The strategy highlights the need for ongoing research of the beaver population and its effects to improve management as the species expands.

It is estimated that Scotland’s beaver population is around 954 with 254 territories, NatureScot figures suggest.

The strategy was developed collaboratively under a process designed and led by the International Union for Conservation of Nature (IUCN) Conservation Planning Specialist Group (CPSG).

The cross-stakeholder team included representatives from NatureScot, the National Farmers Union of Scotland, Scottish Wildlife Trust, Scottish Land and Estates and the Royal Zoological Society of Scotland.

A new Scottish Beaver Advisory group will now work to bring the strategy forward.

Biodiversity Minister Lorna Slater said: “Just 25 years ago, most people would not have imagined that beavers would soon return as a member of our Scottish fauna.

“Now they are returning, we have a responsibility to look after and value them – to learn to live alongside these remarkable animals.

“This strategy, and our work together to deliver it, is an important and welcome step towards this goal.

“I have no doubt of the positive impact that delivering it will have on the natural environment across the country, as beavers re-engineer and restore rivers and create wetlands.

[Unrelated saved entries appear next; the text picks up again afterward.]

PR #32, opened 2015-03-18
[RFC] Intervals

dcjones:
I'm starting in on this. I have an `IntervalSet` type that you can insert into and iterate over. Speed seems reasonable: on julia 0.4, inserting 1.2 million intervals (exons from Ensembl's human annotations) takes about 16 seconds. A lot of that time is spent on the dumb pseudo-parsing of the GTF file I did for the benchmark. So this is a pretty promising start, and I think it will get faster.

Some fun bikeshedding :bike: :house::

After some hand-wringing, I think I prefer the term "interval" to "range", hence the names in this PR. The relevant OED definitions of "range": 
> A row, line, or series of things.

> A set of points on a straight line, esp. as determining a pencil (pencil n. 7) of lines joining each point to some non-collinear point.

And of "interval".
> An open space lying between two things or two parts of the same thing; a gap, opening. Also, an intervening portion of something.

"An intervening portion of something" is pretty precise to our use, and "interval" has fewer definitions than "range", so it's sort of a tighter fit.

I called the collection of intervals `IntervalSet`, but that's not a very good name. It's not a set, because it can contain the same interval multiple times. A more accurate name would be `IntervalBag` or `IntervalMultiset`, but those might make it sound weirder than it is, which is just an indexed collection of annotated intervals. Open to suggestions here.


Blahah:
Excellent!

I agree that the `Set` nomenclature is misleading - to the point where I think people will assume it acts as a set. Perhaps `IntervalCollection`, or, if it's just an array of intervals, `IntervalArray`?

Blahah:
OK, having actually looked at the code, I can see it's not that simple - `IntervalSet` is a hash mapping a name to an `IntervalTree`. So it can only have each name occurring once, but the same interval could appear under multiple names. With that in mind I vote for a name that implies a generic collection of things, without implying the rules that govern its methods. So, `IntervalCollection`, `IntervalStore`, or something like that?

Ward9250:
This looks very cool - haven't chance to read thoroughly until the weekend, but seen the "Files Changed". I was gonna say what about IntervalCollection, but see Richard already suggested it.

dcjones:
Ok, I like `IntervalCollection`. A good name for something intended as a general purpose collection of intervals.

brk00:
Nice work! 

`IntervalTree.jl` isn't on Julia Packages, so we can't download them with REQUIRE. That seems to be one of the problems with Travis.

dcjones:
I should probably just add IntervalTrees to METADATA, since that's pretty complete and stand-alone.

dcjones:
This is now rebased on my io branch (PR #40). It doesn't strictly depend on that, but the work I'm going to do on BED, GTF, GFF parsers needs io and intervals and this seems like the cleanest way. So reminder: don't merge until #40 is merged.

dcjones:
This is well tested now and ready to review and merge.

src/intervals/interval.jl
```diff
@@ -0,0 +1,175 @@
...
+function isless(a::Strand, b::Strand)
+    return convert(Uint8, a) < convert(Uint8, b)
+end
+
+
+# Note, just to be clear: this shadows IntervalTrees.Interval
+@doc """
+A genomic interval specifies interval with some associated metadata.
+""" ->
+immutable Interval{T} <: IntervalTrees.AbstractInterval{Int64}
```
brk00: Since `IntervalTrees` export `AbstractInterval`, we don't need to write explicitly the module name here, do we?

src/intervals/interval.jl
```diff
@@ -0,0 +1,175 @@
...
+    seqname::String
+    first::Int64
+    last::Int64
+    strand::Strand
+    metadata::T
+end
+
+
+function IntervalTrees.first(i::Interval)
```
brk00: We could explicitly import `first` and `last` on `intervals.jl`

src/intervals/intervalcollection.jl
```diff
@@ -0,0 +1,245 @@
...
+            println(io, "  ", i)
+        end
+        if n_entries > max_entries
+            print(io, "  ⋮")
+        end
+    end
+end
+
+
+function length(ic::IntervalCollection)
```
brk00: A one-liner here would be more consistent

src/intervals/intervalcollection.jl
```diff
@@ -0,0 +1,245 @@
...
+end
+
+
+immutable IntersectIterator{S, T}
+    a_trees::Vector{IntervalCollectionTree{S}}
+    b_trees::Vector{IntervalCollectionTree{T}}
+end
+
+
+immutable IntersectIteratorState{S, T}
```
brk00: What `S` and `T` mean? Why aren't they used inside the type definition?

src/intervals/intervalcollection.jl
```diff
@@ -0,0 +1,245 @@
...
+        return new(i, intersect_iterator, intersect_iterator_state)
+    end
+end
+
+
+@doc """
+Iterate over pairs of intersecting intervals in two IntervalCollections.
+""" ->
+function intersect{S, T}(a::IntervalCollection{S}, b::IntervalCollection{T})
+    seqnames = collect(String, intersect(Set(keys(a.trees)), Set(keys(b.trees))))
```
brk00: Instead of:

```julia
intersect(Set(keys(a.trees)), Set(keys(b.trees)))
```

You should try:

```julia
keys(a.trees) ∩ keys(b.trees)
```

I found it simpler to read and also faster

src/intervals/intervalcollection.jl
```diff
@@ -0,0 +1,245 @@
...
+#                         │
+#                         ▼
+#                  ╔════════════╗
+#                  ║ Metadata 2 ║
+#                  ╚════════════╝
+#                         │
+#                         ▼
+#
+#                        ...
+#
```
brk00: Nice diagram! Have you used a GUI tool to produce this?

src/intervals/intervalstream.jl
```diff
@@ -0,0 +1,180 @@
...
+    a_state::U
+    b_state::V
+end
+
+
+@doc """
+Intersect two `IntervalStreams` returning an iterator over all pairs of
+intersecting intervals.
+""" ->
+function Base.intersect{S, T}(a::IntervalStreamOrArray{S},
```
brk00: This generic function is imported explicit on this module, therefore we don't need `Base.`

src/intervals/intervalstream.jl
```diff
@@ -0,0 +1,180 @@
...
+        else # intersection
+            break
+        end
+    end
+
+    return a_interval, b_interval, a_state, b_state
+end
+
+
+function Base.start{S, T}(it::IntervalStreamIntersectIterator{S, T})
```
brk00: This generic function is imported explicit on this module, therefore we don't need `Base.` here.

src/intervals/intervalstream.jl
```diff
@@ -0,0 +1,180 @@
...
+        it.b_interval = b_interval
+    end
+
+    return IntervalStreamIntersectIteratorState(1, a_state, b_state)
+end
+
+
+# Do we need a state if this is going to be stateful. State can maybe just
+# be the current interval in b
+function Base.next{S, T, U, V}(it::IntervalStreamIntersectIterator{S, T},
```
brk00: This generic function is imported explicit on this module, therefore we don't need `Base.` here.

src/intervals/intervalstream.jl
```diff
@@ -0,0 +1,180 @@
...
+            it.b_interval = b_interval
+        end
+    end
+
+    return value, IntervalStreamIntersectIteratorState{U, V}(
+                        a_buffer_pos, a_state, b_state)
+end
+
+
+function Base.done{S, T, U, V}(it::IntervalStreamIntersectIterator{S, T},
```
brk00: This generic function is imported explicit on this module, therefore we don't need `Base.` here.

src/intervals/stream_buffer.jl
```diff
@@ -0,0 +1,94 @@
...
+    first_idx::Int
+    last_idx::Int
+
+    function StreamBuffer()
+        return new(Array(T, 16), 1, 0)
+    end
+end
+
+
+function Base.length{T}(buf::StreamBuffer{T})
```
brk00: This generic function is imported explicit on this module, therefore we don't need `Base.` here.

src/intervals/intervals.jl
```diff
@@ -0,0 +1,23 @@
+
+module Intervals
+
+import Base: show, isless, push!, intersect, start, next, done, length
```
brk00: We should also import `isempty`, `endof`, `shift!` and `getindex`

src/intervals/stream_buffer.jl
```diff
@@ -0,0 +1,94 @@
...
+    return buf.last_idx == 0
+end
+
+
+function Base.endof{T}(buf::StreamBuffer{T})
+    return length(buf)
+end
+
+
+function Base.push!{T}(buf::StreamBuffer{T}, x::T)
```
brk00: This generic function is imported explicit on this module, therefore we don't need Base. here.

src/intervals/stream_buffer.jl
```diff
@@ -0,0 +1,94 @@
...
+        return 0
+    elseif buf.last_idx < buf.first_idx
+        return length(buf.data) + buf.last_idx - buf.first_idx + 1
+    else
+        return buf.last_idx - buf.first_idx + 1
+    end
+end
+
+
+function Base.isempty{T}(buf::StreamBuffer{T})
```
brk00: This generic function should imported explicit on this module, therefore we wouldn't need `Base.` here.

src/intervals/stream_buffer.jl
```diff
@@ -0,0 +1,94 @@
...
+    return buf.last_idx == 0
+end
+
+
+function Base.endof{T}(buf::StreamBuffer{T})
```
brk00: This generic function should imported explicit on this module, therefore we wouldn't need `Base.` here.

src/intervals/stream_buffer.jl
```diff
@@ -0,0 +1,94 @@
...
+
+    buf.last_idx += 1
+    if buf.last_idx > length(buf.data)
+        buf.last_idx -= length(buf.data)
+    end
+    @inbounds buf.data[buf.last_idx] = x
+end
+
+
+function Base.shift!{T}(buf::StreamBuffer{T})
```
brk00: This generic function should imported explicit on this module, therefore we wouldn't need `Base.` here.

src/intervals/stream_buffer.jl
```diff
@@ -0,0 +1,94 @@
...
+        buf.first_idx = 1
+    else
+        buf.first_idx += 1
+    end
+
+    return x
+end
+
+
+function Base.getindex{T}(buf::StreamBuffer{T}, idx::Int)
```
brk00: This generic function should imported explicit on this module, therefore we wouldn't need `Base.` here.

test/intervals/test_intervals.jl
```diff
@@ -0,0 +1,239 @@
+module TestIntervals
+
+using FactCheck
+using Distributions
+using Bio
+using Bio.Intervals
+
+
+# Generate an array of n random Interval{Int} object. With sequence names
```
brk00: This should be a docstring

src/intervals/interval.jl
```diff
@@ -0,0 +1,175 @@
...
+        print(io, "-")
+    elseif strand == STRAND_BOTH
+        print(io, ".")
+    else
+        print(io, "(undefined strand)")
+    end
+end
+
+
+function isless(a::Strand, b::Strand)
```
brk00: An one-liner here would be more consistent

src/intervals/intervalcollection.jl
dcjones: Yeah, I was trying out [Monodraw](http://monodraw.helftone.com/). It's really nice for in-source diagrams like this. I think I may have to buy a license now that it's out of beta.

src/intervals/intervalcollection.jl
dcjones: Oh, I intended to narrow down its member's types but then forgot to, so they are unused. I removed `S` and `T` for now, and will work on optimizing this code later.

dcjones:
Thanks for the review @brk00! I think I addressed everything.

brk00:
I believe someone with more bioinformatics background sould review before merging. Awesome PR by the way.

brk00:
Is Coveralls aware of the new files introduced on this PR?

src/intervals/interval.jl
```diff
@@ -0,0 +1,173 @@
...
+    end
+end
+
+
+@doc """
+Return true if interval `a` entirely precedes `b`.
+""" ->
+function precedes{T}(a::Interval{T}, b::Interval{T},
+                     seqname_isless::Function=alphanum_isless)
+    return seqname_isless(a.seqname, b.seqname) ||
```
binarybana: Rather than silently comparing seqname's I would instead hope that this (and perhaps isless) would instead fail loudly when trying to compare intervals of different sequences?

binarybana: I can understand the ``isoverlapping`` check using seqnames below however (as two intervals clearly don't overlap when they aren't on the same sequence).

binarybana: Oh sorry, I just now read the docstring on ``alphanum_isless``. Perhaps the above function docstrings should reference that docstring to enhance transparency on the semantics.

test/intervals/test_intervals.jl
```diff
@@ -0,0 +1,239 @@
...
+            push!(ic_b, interval)
+        end
+
+        @fact sort(collect(intersect(ic_a, ic_b))) ==
+              sort(simple_intersection(intervals_a, intervals_b)) => true
+    end
+
+
+    context("Show") do
+        nullout = open("/dev/null", "w")
```
brk00: Does this work on Windows?

test/intervals/test_intervals.jl
```diff
@@ -0,0 +1,239 @@
...
+        for interval in intervals_b
+            push!(ic_b, interval)
+        end
+
+        @fact sort(collect(intersect(ic_a, ic_b))) ==
+              sort(simple_intersection(intervals_a, intervals_b)) => true
+    end
+
+
+    context("Show") do
```
brk00: This test just verify that `show` doesn't throw any exceptions/errors, but doesn't certify that it's working properly, right?

test/intervals/test_intervals.jl
```diff
@@ -0,0 +1,239 @@
...
+
+        show(nullout, STRAND_NA)
+        show(nullout, STRAND_POS)
+        show(nullout, STRAND_NEG)
+        show(nullout, STRAND_BOTH)
+    end
+end
+
+
+facts("Alphanumeric Sorting") do
```
brk00: This should come before `facts("IntervalCollection")`, since the functions tested here are used tests in that block.

test/intervals/test_intervals.jl
```diff
@@ -0,0 +1,239 @@
...
+    return intervals
+end
+
+
+# A simple interval intersection implementation to test against.
+function simple_intersection(intervals_a, intervals_b)
+    sort!(intervals_a)
+    sort!(intervals_b)
+
+    intersections = Any[]
```
brk00: Instead of `Any[]`, we could use `(eltype(intervals_a), elemtype(intervals_b))[]` to make the type of this Array tighter. But that's just a silly optimization.

test/intervals/test_intervals.jl
```diff
@@ -0,0 +1,239 @@
+module TestIntervals
+
+using FactCheck
+using Distributions
+using Bio
```
prcastro: Is this needed?

src/intervals/interval.jl
dcjones: I think having a well-defined ordering of intervals across different sequences is useful in practice, especially for intersecting interval streams, which only works if the two files being intersected are sorted the same way. For that reason, it makes some sense that `isless` would order seqnames. Wether or not `precedes` should work the same way is debatable. On one hand, consistency with `isless` is nice, on the other hand, we should do anything in our power to prevent programming errors.

binarybana: Another idea is to modify alphanum_isless to error on string mismatches, but compare chr## type strings just fine so that: 
`chr12` < `chr18`
`chr1` < `chr18`
(as currently) yet,
`alphanum_isless("Firmicutes_CAG_218", "Bacteriodetes_13")` raises a `SequenceComparisonError`.

Though this complicates the semantics even further. 

Or even more exotically, have sequences use a string type parameter of the organism name, so that comparisons are valid inside of a species and invalid otherwise...

My vote is to keep things the way you wrote them, just add a note in the docstrings of `precedes`, and `isless` about the sequence name comparison.

prcastro:
I think we should merge this this week, and open PRs and issues to discuss things further. This PR is opened for more than 60 days, more than sufficient to discuss its core. After all, this feature is working properly and is well documented and well tested.

With this, Bio.jl would move more quickly and become usable by the end-user sooner. Also, JuliaCon is close, and we should have things working until then. What do you think?

binarybana:
+1 LGTM!

Blahah:
+1, let's merge it.

src/intervals/interval.jl
dcjones: It would be great if we could have a way to associate an `IntervalCollection` with a particular genome. This would prevent a lot of silly mistakes caused by mixing data from two different genome revisions. Once or twice I've even accidentally viewed mouse data against the human genome. It seems insane that the software couldn't catch such a basic mistake.

That said, I don't think we can do this reliably from chromosome names. For example, under UCSC naming, mouse and human mostly share the same names. Maybe what we need is for `IntervalCollection` and `read` functions to optionally take a genome accession. When the genome is provided, we can sanity check various operations. So it would work almost like a type annotation in Julia.

I'll keep `isless` and `precedes` as they are and comment them, like you suggest.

“Recognising the concerns and requests made by stakeholders during the development of this strategy, the Scottish Government will support the expansion of beavers across the country, whilst ensuring land managers are supported to live alongside beavers.”

NatureScot’s chief executive Francesca Osowska said: “Our ambitious long-term vision is to see the beaver population expand across Scotland, co-existing successfully with communities.”

She added: “Beavers can play an important role in helping to restore biodiversity and responding to the climate emergency in Scotland.”